Por Gabriel Sestrem, Gazeta do Povo


Em dezembro de 2020, o cabo da Polícia Militar Derinaldo Cardoso dos Santos, de 34 anos, foi baleado ao tentar impedir um assalto a uma loja no centro da cidade de Mesquita, no Rio de Janeiro, e não resistiu aos ferimentos. O policial deixou a esposa e dois filhos. O caso ocorreu dois meses depois da publicação de um vídeo gravado pelo cabo em que ele desabafava após o assassinato do sargento Cirio Damasceno Santos, de 51 anos, que morreu após ser baleado na cabeça durante uma operação policial na Zona Norte do Rio.


Um mês antes, outro policial, o cabo Clodoaldo Mendes Junior, foi morto a tiros ao chegar em sua casa em Porto Seguro, no sul da Bahia.

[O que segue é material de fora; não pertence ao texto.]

PR #602, opened 2021-08-12
ARC-358 Changed scaling rules

KAbakumovAtl:
Updated scaling rules.

Tested CPU and Network Delay in staging env, it works 👍

### DIFF
--- a/github-for-jira.sd.yml
+++ b/github-for-jira.sd.yml
@@ -78,10 +78,10 @@ scaling:
   max: 5
   metrics: &CpuMemScalingRules
     complexScalingRule:
-      EvaluationPeriods: 3
+      EvaluationPeriods: 1
       Threshold:
         Lower: 30
-        Upper: 85
+        Upper: 80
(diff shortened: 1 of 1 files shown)


github-for-jira.sd.yml
```diff
@@ -225,16 +225,16 @@ environmentOverrides:
                       Value: { "Fn::GetAtt": [ "ALBTargetGroup", "TargetGroupFullName" ] }
                   MetricName: TargetResponseTime
                   Namespace: AWS/ApplicationELB
-                Period: 60
-                Stat: Average
+                Period: 300
+                Stat: Maximum
```
KAbakumovAtl, line 229: The only thing which concerns me here is that Maximum might be a bit noisy here. However Micros doesn't allows percentiles and Average wouldn't work well (due to healtcheck, deepcheck). We can go with it anyway and then adjust if it create noise.

mboudreau (approved):

PR #605, opened 2021-08-13
ARC-438 app restructure

rachellerathbone:
First of all, apologies about the size. Lots of things moved around equals lots of pathname changes. Reviewing the restructure will probably be easiest if you pull this branch locally.

Restructured the existing tree in preparation for the rewrite of our frontend. To align with Atlassian guidelines, and adhere to architecture 'guidelines' of Tangerine, I've made the following changes:

- create backend and client directories in /src for a clearer separation
- renamed utils > common: I currently have one common dir in src but, as I begin making additions to the frontend, it may make more sense to have separate common dirs for the backend and client
- renamed static > public
- deleted the frontend dir
- moved all the middleware files into backend/middleware
- moved all testing setup, util, and shared files into common/test-utils
- grouped tests and the files they are testing into folders (structure specified in guidelines)

I haven't deleted the views folder yet and the goal here is to keep the app in a working state and get everything in its new place. That will be done in one of my upcoming PRs.


mboudreau:
Do you think we should hold this PR until the migration is done to reduce the amount of risk involved?

rachellerathbone:
> Do you think we should hold this PR until the migration is done to reduce the amount of risk involved?

I'm merging all of this work into `ARC-107-react-rewrite` to prevent that and to break the work involved into smaller PRs. The idea is that all my feature branches get approved, get merged back into `ARC-107-react-rewrite` while I keep that branch up-to-date with `micros` (which will probably become master while I'm doing this). When all the work is done and all PRs against `ARC-107-react-rewrite` are approved, then we can look at merging that branch in.

src/backend/github/deployment/deployment.test.ts
```diff
@@ -1,13 +1,13 @@
 /* eslint-disable @typescript-eslint/no-var-requires */
```
thombergs, line 1: I'm not sure I like it that the test files now live in the same folders as the production code. This can lead to unwanted dependencies and mixups. I know this is kind of a default in Node apps, but my gut tells me it's better to have the tests in a separate folder structure. 

@mboudreau what's your experience with tests in their own folder structure in Node?

src/backend/github/branch/index.ts
```diff
@@ -1,7 +1,7 @@
-import transformBranch from "../transforms/branch";
+import transformBranch from "../../transforms/branch";
 import { Context } from "probot/lib/context";
 import issueKeyParser from "jira-issue-key-parser";
-import { isEmpty } from "../jira/util/isEmpty";
+import { isEmpty } from "../../../common/isEmpty";
```
thombergs, line 4: I like that the new structure makes each "module" have its own folder with a dedicated `index.ts` file that serves as an API into that module. 

We probably should enforce that more in the future. Currently, we are still referencing functions like `isEmpty()` from anywhere without going through the "API" of the `common` module. Although, that's probably alright for the `common` module, but not for modules with business logic in them.

src/backend/github/middleware/middleware.test.ts
```diff
@@ -1,11 +1,11 @@
 import { logger } from "probot/lib/logger";
 import { mocked } from "ts-jest/utils";
-import { Installation, Subscription } from "../../../src/models";
-import GitHubAPI from "../../../src/config/github-api";
-import middleware from "../../../src/github/middleware";
-import { mockModels } from "../../utils/models";
+import { Installation, Subscription } from "../../models";
+import GitHubAPI from "../../../config/github-api";
+import middleware from ".";
+import { mockModels } from "../../../common/mocks/models";
```
thombergs, line 6: This is why I don't like tests mixed into production code: the `mockModels` are included in the production bundle. I think the build will not include any files ending with `.test.ts` into the bundle, but since this mock file doesn't have the `.test.ts` in the name, it will be included. That increases the bundle size unnecessarily and makes it easier to accidentally use test code in production code.

thombergs (commented):
Tested it and it works. Looks good, except me having an issue with test code next to production code. But I defer to @mboudreau's judgement on this

src/backend/github/deployment/deployment.test.ts
rachellerathbone: I grouped files like this because frontend guidelines stipulate that this is the structure that should be followed. I know these are all backend files but it seems kind of messy to have the backend tests pulling living in /tests while the frontend tests are grouped with the source files. That said, I don't think it's common practice to group test files for node apps with source files 🤷  

When I chatted to some folks in the Fusion team they said all new frontend apps need to be created within the atlassian-frontend monorepo and follow the 'guidelines' (which are really more of a mandate. I told them we can't do this as our backend and frontend are grouped together and, because we have an open source app with such a tiny UI, it's unlikely that they'll split them. That got us out of living in the monorepo but they said we should try and follow the guides as much as possible.

Would love some ideas here.

thombergs (approved):

src/backend/github/deployment/deployment.test.ts
mboudreau: As I mentioned to Tom already, adding the tests next to prod code is a common practice with node apps.  It makes it much easier to update code and tests together without having to go looking in a different directory.  When we're building the typescript, we can just exclude `.test.ts` files so they're not built as part of the final package.  Leave all other commonalities in a `test` folder separate from `src`

src/backend/github/middleware/middleware.test.ts
mboudreau: It's not a front-end app.  The end compilation (you can do it yourself with `npm run release`) is separate files that are included with require.  If a random file gets compiled and not included, it just doesn't matter.  the 'bundle size' will maybe be kilobytes bigger, but the file itself will never be ran anyways.

There are extra checks we can do as well as part of tsc that checks for dangling files (files not required by anyone) which can break the build if not following conventions.  The only issue that could occur is if someone were to accidentally require a test file in a production file (which we can do right now) and there are other checks we can add in place to prevent this from happening.

All in all, I don't think it's an issue and will makes development/testing easier.

PR #618, opened 2021-08-18
Bump storage

thombergs:
Bumping the storage from the default of 5GB to 10GB.


github-for-jira.sd.yml
```diff
@@ -313,6 +313,7 @@ environmentOverrides:
         attributes:
           parameters:
             DBInstanceClass: db.t3.large
+            AllocatedStorage: 10 # 10 GB
```
mboudreau, line 316: Do we need this for all environments or just for production?

thombergs: Just production should be fine.

KAbakumovAtl (approved):

mboudreau (approved):

PR #1116, opened 2022-03-08
Arc 1182 fix error handling for backfill

KAbakumovAtl:
In this PR I've done the following:
1. Refactored Backfill error handling code to make it testable
2. Added tests
3. Fixed a situation when we have 404 error and treat it like Rate Limiting (See ticket description for details)

### DIFF
--- a/src/sync/installation.ts
+++ b/src/sync/installation.ts
@@ -313,25 +313,56 @@ async function doProcessInstallation(app, data: BackfillMessagePayload, sentry: 
 		statsd.increment(metricTaskStatus.complete, [`type: ${nextTask.task}`]);
 
 	} catch (err) {
-		await handleBackfillError(err, logger, scheduleNextTask, data, task, repositoryId, subscription, nextTask);
+
+		const ignoreCurrentRepo = async () => {
+			const edgesLeft = []; // No edges left to process since the repository doesn't exist
+			await updateJobStatus(data, edgesLeft, task, repositoryId, logger, scheduleNextTask);
+		}
+
+		const failCurrentRepoAndContinue = async () => {
+			// marking the current task as failed
+			await subscription.updateRepoSyncStateItem(nextTask.repositoryId, getStatusKey(nextTask.task as TaskType), "failed");
+
+			statsd.increment(metricTaskStatus.failed, [`type: ${nextTask.task}`]);
+
+			// queueing the job again to pick up the next task
+			scheduleNextTask(0);
+		}
+
+		await handleBackfillError(err, logger, scheduleNextTask, ignoreCurrentRepo, failCurrentRepoAndContinue);
 	}
 }
 
-const handleBackfillError = async (err,
+/**
+ * Handles and error and takes action based on the error type and parameters
+ *
+ * @param err The error
+ * @param logger
+ * @param scheduleNextTask Function which schedules next task with the specified delay
+ * @param ignoreCurrentRepo Function which ignores currently processing repo and schedules the next task
+ * @param failCurrentRepoAndContinue Function which sets the status of the current repo sync to "failed" and schedules the next task
+ */
+export const handleBackfillError = async (err,
 	logger: LoggerWithTarget,
-	scheduleNextTask: (delayMs) => void, data: BackfillMessagePayload,
-	task: "pull" | "commit" | "branch",
-	repositoryId: string,
-	subscription: SubscriptionClass,
-	nextTask: Task) : Promise<void> => {
+	scheduleNextTask: (delayMs: number) => void,
+	ignoreCurrentRepo: () => Promise<void>,
+	failCurrentRepoAndContinue: () => Promise<void>) : Promise<void> => {
 
-	const rateLimit = (err instanceof RateLimitingError || err instanceof OldRateLimitingError) ? err.rateLimitReset : Number(err?.headers?.["x-ratelimit-reset"]);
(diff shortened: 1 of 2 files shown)


src/sync/installation.ts
```diff
@@ -313,25 +313,56 @@ async function doProcessInstallation(app, data: BackfillMessagePayload, sentry:
 		statsd.increment(metricTaskStatus.complete, [`type: ${nextTask.task}`]);
 
 	} catch (err) {
-		await handleBackfillError(err, logger, scheduleNextTask, data, task, repositoryId, subscription, nextTask);
+
```
KAbakumovAtl, line 316: I've extrated some code from `handleBackfillError` into functions `ignoreCurrentRepo` and `failCurrentRepoAndContinue`. 

This is to make the code testable without changing much

src/sync/installation.ts
```diff
@@ -313,25 +313,56 @@ async function doProcessInstallation(app, data: BackfillMessagePayload, sentry:
...
-	scheduleNextTask: (delayMs) => void, data: BackfillMessagePayload,
-	task: "pull" | "commit" | "branch",
-	repositoryId: string,
-	subscription: SubscriptionClass,
-	nextTask: Task) : Promise<void> => {
+	scheduleNextTask: (delayMs: number) => void,
+	ignoreCurrentRepo: () => Promise<void>,
+	failCurrentRepoAndContinue: () => Promise<void>) : Promise<void> => {
+
+	const isRateLimitError = (err instanceof RateLimitingError || err instanceof OldRateLimitingError) || Number(err?.headers?.["x-ratelimit-remaining"]) == 0;
```
KAbakumovAtl, line 351: That's the bug fix. Check explicitly if it is rate limiting based on the error type and `x-ratelimit-remaining` header

src/sync/installation.ts
```diff
@@ -356,22 +387,14 @@ const handleBackfillError = async (err,
...
 	// Continue sync when a 404/NOT_FOUND is returned
 	if (isNotFoundError(err, logger)) {
-		const edgesLeft = []; // No edges left to process since the repository doesn't exist
-		await updateJobStatus(data, edgesLeft, task, repositoryId, logger, scheduleNextTask);
+		await ignoreCurrentRepo();
 		return;
 	}
 
-	// TODO: add the jiraHost to the logger with logger.child()
-	const host = subscription.jiraHost || "none";
```
KAbakumovAtl, line 365: There is no need to extract host from subscription and adding it to the log anymore. Jira Hostname is already added to the logger in the backfill message handler.

src/sync/installation.ts
mboudreau: I'm not sure I understand the point of doing these changes.  Maybe it's making it easier to test, but it's also making it extremely hard to read and breaks multiple software practices.

Can we please keep the functionality as it was?

KAbakumovAtl: The point is to make it testable. How would you suggest to test it otherwise?

test/unit/sync/installation.test.ts
```diff
@@ -1,14 +1,23 @@
-import { isRetryableWithSmallerRequest, maybeScheduleNextTask, processInstallation } from "../../../src/sync/installation";
+import {
+	handleBackfillError,
+	isRetryableWithSmallerRequest, maybeScheduleNextTask,
+	processInstallation,
+} from "../../../src/sync/installation";
 
-import { DeduplicatorResult } from "../../../src/sync/deduplicator";
+import * as installation from "../../../src/sync/installation";
```
KAbakumovAtl, line 7: Seems that star import works well alongside with named imports. Not sure if it is the best practice, however seems that the rest of the code will be more clear if I don't have to specify "installation." prefix before each imported entity

src/sync/installation.ts
KAbakumovAtl: As we discussed. I was able to achieve the same result by using jest.spyOn on installation module functions

src/sync/installation.ts
```diff
@@ -313,25 +314,41 @@ async function doProcessInstallation(app, data: BackfillMessagePayload, sentry:
...
-		scheduleNextTask(delay);
+		if (delay) {
+			// if not NaN or 0
+			logger.info({delay}, `Delaying job for ${delay}ms`);
+			scheduleNextTask(delay);
+		} else {
+			//Retry immediately if rate limiting reset already
+			logger.info("Rate limit was reset already. Scheduling next task")
+			scheduleNextTask(0);
+		}
```
mboudreau, line 351: /nit `scheduleNextTask(delay)` and `scheduleNextTask(0)` is the same thing so long as `rateLimit` defaults to 0, or you do  `scheduleNextTask(delay || 0)`

mboudreau (approved):

src/sync/installation.ts
KAbakumovAtl: Yes, true

KAbakumovAtl: I tried to refactor, but I'd prefer to keep it like this, it seems more readable to me to make it explicit.

```
		if (delay) {
			// if not NaN or 0
			logger.info({delay}, `Delaying job for ${delay}ms`);
		} else {
			//Retry immediately if rate limiting reset already
			logger.info("Rate limit was reset already. Scheduling next task")
		}
		scheduleNextTask(delay);
		return;
```

PR #1117, opened 2022-03-09
ARC-1172 updating issue update to use github client

mboudreau:


src/github/issue.ts
```diff
@@ -36,3 +45,6 @@ export default async (context: CustomContext, _: JiraClient, util): Promise<void
 		githubResponse?.status
 	);
 };
+
+const updateIssue = async (githubClient:GitHubAPI | GitHubClient, issue: Octokit.IssuesUpdateParams) =>
```
joshkay10, line 49: I do the same call in the PR event, is it worth me calling this one or having a service for both events(pr and issue) to access?

joshkay10 (approved):
Starting to feel like some more consistency with these events!!

src/github/issue.ts
mboudreau: always share code where we can.  I'd say move it to it's own file somewhere with a TODO once the flags have been removed.

PR #1118, opened 2022-03-09
ARC-1174 pr events

joshkay10:
Replacing  Octokit with Github client for fetch a list of review data and updating github issues.

### DIFF
--- a/src/github/client/github-client.ts
+++ b/src/github/client/github-client.ts
@@ -159,6 +159,17 @@ export default class GitHubClient {
 	}
 
 	/**
+	 * Get all reviews for a specific pull request.
+	 */
+	public async getPullRequestReviews(owner: string, repo: string, pullNumber: string | number): Promise<AxiosResponse<Octokit.PullsListReviewsResponse>> {
+		return await this.get<Octokit.PullsListReviewsResponse>(`/repos/{owner}/{repo}/pulls/{pullNumber}/reviews`, {}, {
+			owner,
+			repo,
+			pullNumber
+		});
+	}
+
+	/**
 	 * Get publicly available information for user with given username.
 	 */
 	// TODO: add a unit test
--- a/src/github/client/github-client.ts
+++ b/src/github/client/github-client.ts
@@ -242,10 +242,6 @@ export default class GitHubClient {
 	 * Update an issue
 	 */
 	public async updateIssue(data = {}, owner: string, repo: string, issueNumber: string | number): Promise<AxiosResponse<Octokit.IssuesUpdateResponse>> {
-		console.log("WHOAMI");
-		console.log(`/repos/${owner}/${repo}/issues/${issueNumber}`);
-		console.log(data);
-
 		return await this.patch<Octokit.IssuesUpdateResponse>(`/repos/{owner}/{repo}/issues/{issueNumber}`, data, {}, {
 			owner,
 			repo,
--- a/src/github/client/github-client.ts
+++ b/src/github/client/github-client.ts
@@ -210,6 +210,17 @@ export default class GitHubClient {
 	};
 
 	/**
+	 * Returns a single reference from Git. The {ref} in the URL must be formatted as heads/<branch name>
+	 */
+	public getRef = async (owner: string, repo: string, ref: string): Promise<AxiosResponse<Octokit.GitGetRefResponse>> => {
+		return await this.get<Octokit.GitGetRefResponse>(`/repos/{owner}/{repo}/git/ref/{ref}`, {}, {
+			owner,
+			repo,
+			ref
+		});
+	};
+
+	/**
 	 * Get a page of repositories.
 	 */
 	public getRepositoriesPage = async (page = 1): Promise<PaginatedAxiosResponse<Octokit.AppsListReposResponse>> => {
--- a/src/github/client/github-client.ts
+++ b/src/github/client/github-client.ts
@@ -247,20 +247,6 @@ export default class GitHubClient {
 			});
 	}
 
-	// public async updateIssue({ owner, repo, issue_number, body }: Octokit.IssuesUpdateParams): Promise<AxiosResponse<Octokit.IssuesUpdateResponse>> {
-	// 	return await this.axios.patch<Octokit.IssuesUpdateResponse>(
-	// 		`/repos/{owner}/{repo}/issues/{issue_number}`, {
-	// 			body
-	// 		}, {
-	// 			...await this.installationAuthenticationHeaders(),
-	// 			urlParams: {
-	// 				owner,
-	// 				repo,
-	// 				issue_number
-	// 			}
-	// 		});
-	// }
-
 	public async getNumberOfReposForInstallation(): Promise<number> {
 		const response = await this.graphql<{ viewer: { repositories: { totalCount: number } } }>(ViewerRepositoryCountQuery);
 
--- a/src/github/client/github-client.ts
+++ b/src/github/client/github-client.ts
@@ -294,4 +294,17 @@ export default class GitHubClient {
 		return response?.data?.data;
 	}
 
+	public async updateIssue({ owner, repo, issue_number, body }: Octokit.IssuesUpdateParams): Promise<AxiosResponse<Octokit.IssuesUpdateResponse>> {
+		return await this.axios.patch<Octokit.IssuesUpdateResponse>(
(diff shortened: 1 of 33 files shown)


src/github/client/github-client.ts
```diff
@@ -158,6 +166,17 @@ export default class GitHubClient {
 		});
 	}
 
+	/**
+	 * Get all reviews for a specific pull request.
+	 */
+	public async getPullRequestReviews(owner: string, repo: string, pullNumber: string | number): Promise<AxiosResponse<Octokit.PullsListReviewsResponse>> {
```
joshkay10, line 172: I will align this method arguments with https://github.com/atlassian/github-for-jira/pull/1117/files

src/github/pull-request.ts
```diff
@@ -111,3 +95,29 @@ export default async (
 		jiraResponse?.status
 	);
 };
+
+const updateGithubIssues = async (github: GitHubClient | GitHubAPI, context: CustomContext, util, pullRequest) => {
```
joshkay10, line 99: @mboudreau  - this seems to do similar as https://github.com/atlassian/github-for-jira/pull/1117/files, I am considering re-using your issues method or moving them both to a generic location?

src/github/pull-request.ts
```diff
@@ -111,3 +95,29 @@ export default async (
...
+	const linkifiedBody = await util.unfurl(pullRequest.body);
+	if (!linkifiedBody) {
+		return;
+	}
+
+	context.log("Updating pull request");
+	const editedPullRequest = context.issue({
+		body: linkifiedBody,
+		id: pullRequest.id
```
joshkay10, line 108: ID doesn't seem to be required, but it is in the tests so didn't pull it out incase there was some other reason its required that I didn't spot.

src/github/pull-request.ts
mboudreau: yep, sounds like a great idea.

src/github/pull-request.ts
mboudreau: yeah, pretty sure it's not.  Also, I'd remove the `context.issue` data object generator and build it yourself (you can look at my issue PR for an example).

src/github/pull-request.ts
```diff
@@ -111,3 +95,29 @@ export default async (
...
+	});
+
+	const { body, id, owner, repo, number } = editedPullRequest;
```
mboudreau, line 111: yeah, you're already creating the object here really.  Cut out the middle man ;)

src/transforms/pull-request.ts
```diff
@@ -49,28 +50,27 @@ function mapReviews(reviews: Octokit.PullsListReviewsResponse = []) {
 }
 
 // TODO: define arguments and return
-export const transformPullRequest = async (github: GitHubAPI, pullRequest: Octokit.PullsGetResponse, reviews?: Octokit.PullsListReviewsResponse, log?: LoggerWithTarget) => {
+export const transformPullRequest = async (github: GitHubAPI | GitHubClient, pullRequest: Octokit.PullsGetResponse, reviews?: Octokit.PullsListReviewsResponse, log?: LoggerWithTarget) => {
 	const { title: prTitle, head, body } = pullRequest;
 
 	// This is the same thing we do in sync, concatenating these values
-	const textToSearch = await booleanFlag(BooleanFlags.ASSOCIATE_PR_TO_ISSUES_IN_BODY, true) ? `${prTitle}\n${head.ref}\n${body}}` : `${prTitle}\n${pullRequest.head.ref}`
+	const textToSearch = await booleanFlag(BooleanFlags.ASSOCIATE_PR_TO_ISSUES_IN_BODY, true) ? `${prTitle}\n${head.ref}\n${body}}` : `${prTitle}\n${pullRequest.head.ref}`;
```
mboudreau, line 57: This could be simplified.  Always try to not duplicate string interpolation if you can to reduce possible errors in the future.
```
const prBody = await booleanFlag(BooleanFlags.ASSOCIATE_PR_TO_ISSUES_IN_BODY, true) ? body : "";
const textToSearch = `${prTitle}\n${head.ref}\n${prBody}}`
```
You could also inline it all, but seems harder to read/messier.

src/github/client/github-client.ts
KAbakumovAtl: I wonder should we make these methods return PullsListReviewsResponse rather than AxiosResponse? (Cuz we handle axios response error in the middleware (if I am not wrong))

Also, half of the methods in this file return data classes like `getCommitsPage` return `getCommitsResponse`

I believe we should incapsulate Axios details inside the class and return the domain model type

src/github/pull-request.ts
```diff
@@ -1,61 +1,60 @@
 import { transformPullRequest } from "../transforms/pull-request";
 import issueKeyParser from "jira-issue-key-parser";
-
 import { emitWebhookProcessedMetrics } from "../util/webhooks";
 import { CustomContext } from "./middleware";
-import _ from "lodash";
-
-export default async (
```
KAbakumovAtl, line 8: Nice 👍

src/github/pull-request.ts
```diff
@@ -1,61 +1,60 @@
...
+	const baseUrl = jiraClient.baseUrl || "none";
+	const githubClient =
+		await booleanFlag(BooleanFlags.USE_NEW_GITHUB_CLIENT_FOR_PULL_REQUEST_WEBHOOK, false, jiraClient.baseURL) ?
+			new GitHubClient(getCloudInstallationId(githubInstallationId), context.log)
+			: context.github;
+
+	context.log = context.log.child({
+		number: pullRequestNumber,
+		body: pullRequestBody,
+		id: pullRequestId
```
KAbakumovAtl, line 32: the "id" parameter is already used for sqs message id.
We need to choose other names.

Also, we shoudln't log PR body, because it is UGC (Only log in case of errors)
- [ ] Adjust logger parameters

src/github/pull-request.ts
```diff
@@ -111,3 +95,29 @@ export default async (
...
+		await github.updateIssue({ body, id }, owner, repo, number) :
+		await github.issues.update(editedPullRequest);
+};
+
+const getReviews = async (githubCient: GitHubAPI | GitHubClient, owner: string, repo: string, pull_number: number): Promise<Octokit.PullsListReviewsResponse> => {
+	const response = githubCient instanceof GitHubClient ?
+		await githubCient.getPullRequestReviews(owner, repo, pull_number) :
+		await githubCient.pulls.listReviews({ owner, repo, pull_number });
+	return response.data;
+};
```
KAbakumovAtl, line 123: Nice, that looks clean

src/github/pull-request.ts
KAbakumovAtl: We are more interested at adding jiraHostname and InstallationID to logger params

joshkay10: Have dropped the body....

and used more descriptive names for the log attributes, squeezed in install and jirahost too
```
{
 jiraHostName: jiraClient.baseURL,
 installationId: githubInstallationId,
 pullRequestNumber,
 pullRequestId
}
```

src/github/client/github-client.ts
joshkay10: The Axios fella is wraps it up nicely and gives us the data in a data attribute and a few more attributes like headers, status etc.

The `getCommitsPage` and `getCommitsResponse` are GraphQL calls, but you are probably right that we should try have some consistency!! Calling the GH client and having one return the data and one with an object containing the data might cause some confusion🤔

src/github/client/github-client.ts
```diff
@@ -219,6 +238,29 @@ export default class GitHubClient {
...
+	// 			body
+	// 		}, {
+	// 			...await this.installationAuthenticationHeaders(),
+	// 			urlParams: {
+	// 				owner,
+	// 				repo,
+	// 				issue_number
+	// 			}
+	// 		});
+	// }
```
KAbakumovAtl, line 262: /nit Should we remove commented code?

KAbakumovAtl (dismissed):

KAbakumovAtl (approved):

src/github/client/github-client.ts
mboudreau: yeah, noticed the inconsistency as well.  I think we need to have a bit of a chat around the Github Client and how we want it to work because I think there are better ways of doing it that is much more consistent.

mboudreau (approved):

PR #1126, opened 2022-03-16
ARC-1128 - Created new  GitHub user client class

joshkay10:
Created new Github User Client class, uses the apptoken from Github Middleware to authenticate requests.

Renamed GithubClient to GitHubAppClient


mboudreau (approved):
Very nice :)

PR #1133, opened 2022-03-18
JST-736037 trying to fix issue with getBranch sync graphql

mboudreau:
Trying to fix sync for getBranch call for large enterprise customer.  Adding better logging to see what's going on.

### DIFF
--- a/src/sync/branches.ts
+++ b/src/sync/branches.ts
@@ -1,37 +1,19 @@
 import { transformBranches } from "./transforms/branch";
 import { GitHubAPI } from "probot";
 import { Repository } from "../models/subscription";
-import { Repository as OctokitRepository } from "@octokit/graphql-schema";
 import { GitHubAppClient } from "../github/client/github-app-client";
 import { booleanFlag, BooleanFlags } from "../config/feature-flags";
 import { LoggerWithTarget } from "probot/lib/wrap-logger";
-import { GetBranchesQuery } from "../github/client/github-queries";
 
 // TODO: better typings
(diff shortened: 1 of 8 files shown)


src/sync/branches.ts
```diff
@@ -1,37 +1,19 @@
...
-import { GetBranchesQuery } from "../github/client/github-queries";
 
 // TODO: better typings
-export default async (logger: LoggerWithTarget, github: GitHubAPI, newGithub: GitHubAppClient, jiraHost: string, repository:Repository, cursor?:string | number, perPage?:number) => {
+export default async (logger: LoggerWithTarget, _github: GitHubAPI, newGithub: GitHubAppClient, jiraHost: string, repository:Repository, cursor?:string | number, perPage?:number) => {
 	// TODO: fix typings for graphql
 	logger.info("Syncing branches: started");
-
-	const useNewGHClient = await booleanFlag(BooleanFlags.USE_NEW_GITHUB_CLIENT_FOR_BRANCHES, false, jiraHost);
+	perPage = perPage || 20;
```
joshkay10, line 12: /nit can we set  perPage = 20 in the function def instead o reassigning parameter.
/nit name the export since you're in the neighbourhood.

joshkay10 (approved):

src/sync/branches.ts
mboudreau: I can, but would have to change the signature of the function as you can't but an initialized parameter in front of an optional one.  Decided against changing the signature as it would mean a larger change.

PR #1134, opened 2022-03-18
ARC-672 readd test file move

mboudreau:
Issue was only happening in production because of the shortened paths.  This has been resolved.


tsconfig.json
```diff
@@ -40,5 +40,5 @@
 	"include": [
```
joshkay10, line 40: getting an error from this file ': Unexpected token } in JSON at position 1069' during tests

joshkay10 (approved):
🤞

PR #1140, opened 2022-03-27
ARC-672 ALL THE CODE UPDATES!

mboudreau:
Removed all `export default` and replaced them with named exports, changed filenames to kebab case everywhere for consistency, updated paths to use shorthand version where possible, renamed all `index.ts` file to be specific and changed models to be consistent throughout.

Seis criminosos estavam envolvidos no assassinato. Segundo a Polícia Militar, o crime teria ocorrido em retaliação a operações policiais realizadas na cidade, que resultaram na apreensão de várias armas.


Os três casos são contabilizados em um levantamento feito pelo Instituto Monte Castelo – um centro independente de pesquisa em políticas e legislação pautado pela defesa da vida, da liberdade e da responsabilidade – e obtido com exclusividade pela Gazeta do Povo, que trata dos assassinatos de policiais no Brasil em 2020. Segundo o estudo, no ano passado pelo menos 176 policiais (148 militares e 28 civis) perderam a vida em serviço ou em decorrência da função.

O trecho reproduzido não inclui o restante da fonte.